## DIRECTIONS
Return, word for word, only the lines of the data below that lie between the line with "const theme = useContext(ThemeContext);" and the line with "contribute to the badge count", those two lines included.

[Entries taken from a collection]
********
PR #7083, opened 2024-01-09
Refine DataFilters badge behavior for RangeSelector reset to min/max

### LINKED ISSUE #7082: DataFilters -- when RangeSelector value returns to min/max it is still being flagged as filter applied
Since RangeSelector always has a "value", there are scenarios where RangeSelector is restored to its min/max value in DataFilters but it still contributes to the badge count as if it's a filter applied.

When RangeSelector is at its min/max values, it should not cause a badge on DataFilters.

taysea:
#### What does this PR do?

When RangeSelector is reset to its min/max, DataFilters should not "badge" that a filter has been applied. Putting this as a draft to get reactions to the approach.

Prior to this, a badge would apply even if RangeSelector is at its min/max. This is because technically RangeSelector always has a value, so once it was view as "touched" by DataFilters, there was no way to get it to be removed from the "touched" object without clearing all filters.

This is done by:
1. Creating a DataFiltersContext that has a value of a `pendingReset` ref in DataFilters.
2. `pendingReset` ref in DataFilters whose value is a Javascript Set, to track which range selectors should not be included in the "touched" object.
3. on change of its value, RangeSelector will add/remove itself from pendingReset depending on if its value is at its min/max.

Closes #7082

### DIFF
--- a/src/js/components/DataFilters/DataFilters.js
+++ b/src/js/components/DataFilters/DataFilters.js
@@ -12,7 +12,7 @@ import { Box } from '../Box';
 import { Button } from '../Button';
 import { DataClearFilters } from '../DataClearFilters';
 import { DataFilter } from '../DataFilter';
-import { DataForm, formRangeKey } from '../Data/DataForm';
+import { DataForm } from '../Data/DataForm';
 import { DataSort } from '../DataSort';
 import { DropButton } from '../DropButton';
 import { Header } from '../Header';
@@ -21,6 +21,7 @@ import { Layer } from '../Layer';
 import { DataContext } from '../../contexts/DataContext';
 import { MessageContext } from '../../contexts/MessageContext';
 import { DataFiltersPropTypes } from './propTypes';
+import { DataFiltersContext } from './DataFiltersContext';
 
 const dropProps = {
   align: { top: 'bottom', right: 'right' },
@@ -53,6 +54,9 @@ export const DataFilters = ({
   const { format } = useContext(MessageContext);
   const theme = useContext(ThemeContext);
   const [showContent, setShowContent] = useState();
+  // special case for range selectors which always have a value.
+  // when value returns to its min/max, mark it to be removed from `touched`
+  // so it doesn't contribute to the badge count
   const pendingReset = React.useRef(new Set());
   // touched is a map of form field name to its value, it only has fields that
   // were changed as part of the DataForm here. This is so we can track based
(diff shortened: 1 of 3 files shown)


MikeKingdom (commented):
Seems like a decent workaround. I'm wondering if it's worth generalizing the concept a little, like maybe just name the event something a little more generic in case we need to apply it to another component

MikeKingdom:
> > Seems like a decent workaround. I'm wondering if it's worth generalizing the concept a little, like maybe just name the event something a little more generic in case we need to apply it to another component
> 
> That makes sense, I don't think it would hurt to use a more generic name. Maybe something like `inputvaluereset`?

Cool. I think even `valuereset` works given value is the attr on most inputs.

jcfilben (commented):
If I slide the RangeInput so that one side is at the max/min, the badge doesn't show that that filter is applied. In the clip below notice the badge shows 2 instead of 3.


https://github.com/grommet/grommet/assets/54560994/ff486ab5-a4a8-4442-a318-2d0a609da72a

taysea:
> If I slide the RangeInput so that one side is at the max/min, the badge doesn't show that that filter is applied. In the clip below notice the badge shows 2 instead of 3.
> 
Thanks for noting, I also realized this approach is a little brittle if somebody drags it to its min/max but hasn't submitted the form, then changes the value again. It still considers the range selector to be pendingReset, which causes a mismatch in the badge count. Converting to draft again.

taysea:
@jcfilben @MikeKingdom -- I've altered the approach based on the issues Jessica and I ran into while testing. Let me know your thoughts.

jcfilben (approved):
Looks good!

britt6612 (approved):
LGTM.

src/js/components/DataFilters/DataFilters.js
```diff
@@ -112,44 +117,59 @@ export const DataFilters = ({
     }
   }
 
+  const contextValue = useMemo(() => ({ pendingReset }), []);
```
MikeKingdom, line 120: So the context itself never changes and won't cause a re-render since it's a ref that itself never changes. So it's relying on the `touched` to cause any updates on the badge and in theory the pending reset flag on that field in the Set would have been updated before that. Did I get that right?

MikeKingdom (approved):
Looks good. Just left a question.

src/js/components/DataFilters/DataFilters.js
taysea: Yes, that is correct. Since changing the range selector value will trigger a "touched" change, that's how the process is working.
********
## TASK RESULT
   const theme = useContext(ThemeContext);
   const [showContent, setShowContent] = useState();
+  // special case for range selectors which always have a value.
+  // when value returns to its min/max, mark it to be removed from `touched`
+  // so it doesn't contribute to the badge count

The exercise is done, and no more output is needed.